4. The authors should more explicitly acknowledge that while the landscape-explicit structure represents a significant advancement, it is not yet a complete solution. The study demonstrates that baseline outlet calibration can yield unrealistic internal DOC dynamics, and that the landscape-explicit model performs better under constrained calibration and scenario testing. Nevertheless, the discussion also indicates that riparian DOC concentrations may still be underestimated relative to observations, underscoring the need for further process refinement.
Minor Comments:
1. Several formatting and technical errors must be addressed. Notably, the heading “3 Methodology” mistakenly appears at the beginning of the Results section. Additionally, the export equations should be carefully verified for consistency with the conceptual model description.

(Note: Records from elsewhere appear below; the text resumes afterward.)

PR #612, opened 2019-08-29
 Add test to check dnf command alias in the help output

pkratoch:
Some packages needed to be added to the dockerfiles in order to have
the yum/yum4 command available.

DNF base command aliases on various systems:
 - Fedora <= 30: "yum" from package "dnf-yum"
 - Fedora >= 31: "yum" from package "yum"
 - RHEL 8: "yum" from package "yum"
 - RHEL 7 (EPEL): "yum4" from package "nextgen-yum4"

Additionally, on all of these systems, there is package "dnf" providing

2. The reliance on Kling-Gupta Efficiency (KGE) as the primary evaluation criterion should be explicitly justified, particularly given the authors' observation that model ranking is sensitive to the choice of performance metric.
3. The manuscript would benefit from a clearer presentation of how many behavioral models satisfy the imposed internal constraints. For instance, the finding that only 53% of behavioral landscape-explicit models meet all constraints under baseline calibration is highly significant and warrants greater emphasis.
4. Several figures are visually dense and should be streamlined. Shifting some of the highly detailed material to the Supplementary Information would enhance overall readability.
5. Given that the study's novelty stems largely from its model implementation and calibration design, making the code and computational workflow openly accessible would substantially elevate the paper's impact and reproducibility.